To answer that question, it’s important to know how levels of lymphocytes change during aging, and its association with risk of death for all causes. In one of the earliest studies to examine how the percentage of lymphocytes changes with age, Levine (2013) reported that lymphocyte % significantly decreased during aging in 9,389 adults (age range, 30 – 75y). However, the absolute values for these changes, i.e. from 40% to 30%, for ex., was not reported.

Similarly, lymphocyte % decreased during aging in a much larger study (377,686 subjects; age range, 18 – 85y; Wang et al. 2017):

Screen Shot 2019-11-16 at 9.38.37 AM

Interestingly, for women, lymphocyte % decreased from 27% to 21% from 20 – 35y, increased from 21% to 26% from 35 – 55y, then again decreased from 26% to 20% from 55y to 85y. In contrast, lymphocyte % more steadily decreased for men, from 28% to 17% from 20 – 85y.

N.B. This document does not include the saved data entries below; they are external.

PR #812, opened 2017-04-11
proxy: Restrict the socket and parent directory modes

dlespiau:
We don't need those sockets to be read/writable to the whole world. Only
root is enough.


jodh-intel:
lgtm

chavafg:
qa-passed

amshinde:
lgtm

PR #819, opened 2017-04-12
fdleak: Handle nil snapshots in Compare

dlespiau:
When a test fails, we may not generate a fd snapshot and end up in
Compare with nil snapshot(s).

Compare() should handle that case gracefully instead of generating a
panic.


devimc:
lgtm

jodh-intel:
lgtm

PR #821, opened 2017-04-12
docs: update clear containers image version

### LINKED ISSUE #798: docker hello-world hangs up with -t
Running the standard Docker hello-world example (https://hub.docker.com/_/hello-world/) with:
``` docker run -ti hello-world' ```
hangs up (run does not return).
If I then kill the run (has to be done from a separate terminal), and then try to `docker rm -f` the container that was created, that also hangs up.

This was under `ciao-down` (https://github.com/01org/ciao/tree/master/testutil/ciao-down), which installs Ubuntu 16.04.2 LTS, Docker 1.12.1 and Clear Containers 2.1.2

This is similar to the previous ticket #222 - but this hangs up rather than errors out. Note, on #222 2.1 'worked' with `docker run --rm -i hello-world`.  That command runs for me, but I do not see the output from the `hello-world` image, so I would classify that as not working? I would expect the `hello-world` functionality to be the same as when using the `runc` runtime.

@jodh-intel verified a hang up here. @jodh-intel , can you provide some system details if they are different from mine, for completeness.

devimc:
fixes #798


jodh-intel:
lgtm

dlespiau:
Usually, a reason in given in the commit message so we can trace the reasons of the updates in 6 months time :)

lgtm

jodh-intel:
@devimc - yes, is this to fix #798? If so, could you tweak the commit details?

devimc:
@jodh-intel yep

chavafg:
qa-passed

Based on the aging data, higher values for lymphocyte % are are associated with biologic youth, whereas lower values are found in older adults. Although there are few studies that have investigated associations between lymphocyte % with aging or disease risk, in contrast, more studies have been published for absolute levels of lymphocytes.

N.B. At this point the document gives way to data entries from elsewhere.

Issue #815, opened 2017-04-11
Failure when trying to run pod create


chavafg:
There seems to be a random issue when trying to launch containers.
As example when running this test: 
```
not ok 27 Kill container with SIGUSR1
# (in test file /home/cc-tester/go/src/github.com/01org/cc-oci-runtime/cc-oci-runtime-2.1.3/tests/integration/docker/kill.bats, line 55)
#   `$DOCKER_EXE ps -a | grep $container | grep "Exited (${exit_code})"' failed
# 9a1dc3f385305255200413d47bd57242591203eb383e864aced317883a9ab712
# Mg51LRvmYTRN1nIXiTQFsY60cw7qUMO4
```

Looking at the logs, cc-oci-runtime fails to run `pod create `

In a small study of 106 older adults (> 85y) that were healthy (i.e. free of disease) at baseline, lymphocytes  less than 1.14*10^9 cells/L (equivalent to 1140*10^6 cells/L) was associated with an increased risk of death for all causes, when compared with 1850*10^6 cells/L (Izaks et al. 2003):

lympho mort

In a larger study (624 subjects), lymphocytes less than 1540*10^6 cells/L was associated with a significantly shorter average lifespan (~5y; 0.5 proportion remaining below), when compared with 1540 – 2040*10^6 cells/L . Also note that survival for the group that had 1540 – 2040*10^9 lymphocytes/L was not significantly different from the group that had more than 2040*10^9 lymphocytes/L (Leng et al. 2005):Screen Shot 2019-11-16 at 8.36.34 AM.png

In agreement with the smaller studies, lymphocytes < 1300 and < 1200*10^6 cells/L in women and men (red and blue, far left), respectively was associated with an increased all-cause mortality risk, when compared with average lymphocyte values ~1900*10^6 cells/L (decile 5) in a larger study that included 262,394 non-smokers (age range, 37 – 73y; Welsh et al. 2018):

Screen Shot 2019-10-08 at 7.26.51 AM

Collectively, these data suggest that higher values for lymphocyte % and for the absolute amount of lymphocytes may be optimal for minimizing disease risk and for maximizing longevity. If both are low, can they be raised? Circulating levels of lymphocytes are reduced during zinc deficiency (Fraker and King, 2001), so monitoring zinc intake, then increasing it to at least the RDA may be a first step towards increasing lymphocyte levels and %.

If you’re interested, please have a look at my book!

References

Fraker PJ, King LE. A distinct role for apoptosis in the changes in lymphopoiesis and myelopoiesis created by deficiencies in zincFASEB J. 2001 Dec;15(14):2572-8.

Izaks GJ, Remarque EJ, Becker SV, Westendorp RG. Lymphocyte count and mortality risk in older persons. The Leiden 85-Plus Study. J Am Geriatr Soc. 2003 Oct;51(10):1461-5.

Leng SX, Xue QL, Huang Y, Ferrucci L, Fried LP, Walston JD. Baseline total and specific differential white blood cell counts and 5-year all-cause mortality in community-dwelling older womenExp Gerontol. 2005 Dec;40(12):982-7.

Levine ME. Modeling the rate of senescence: can estimated biological age predict mortality more accurately than chronological age? J Gerontol A Biol Sci Med Sci. 2013 Jun;68(6):667-74. doi: 10.1093/gerona/gls233.

Wang Z, Li L, Glicksberg BS, Israel A, Dudley JT, Ma’ayan A. Predicting age by mining electronic medical records with deep learning characterizes differences between chronological and physiological ageJ Biomed Inform. 2017 Dec;76:59-68. doi: 10.1016/j.jbi.2017.11.003.

Welsh C, Welsh P, Mark PB, Celis-Morales CA, Lewsey J, Gray SR, Lyall DM, Iliodromiti S, Gill JMR, Pell J, Jhund PS, Sattar N. Association of Total and Differential Leukocyte Counts With Cardiovascular Disease and Mortality in the UK Biobank. Arterioscler Thromb Vasc Biol. 2018 Jun;38(6):1415-1423. doi: 10.1161/ATVBAHA.118.310945.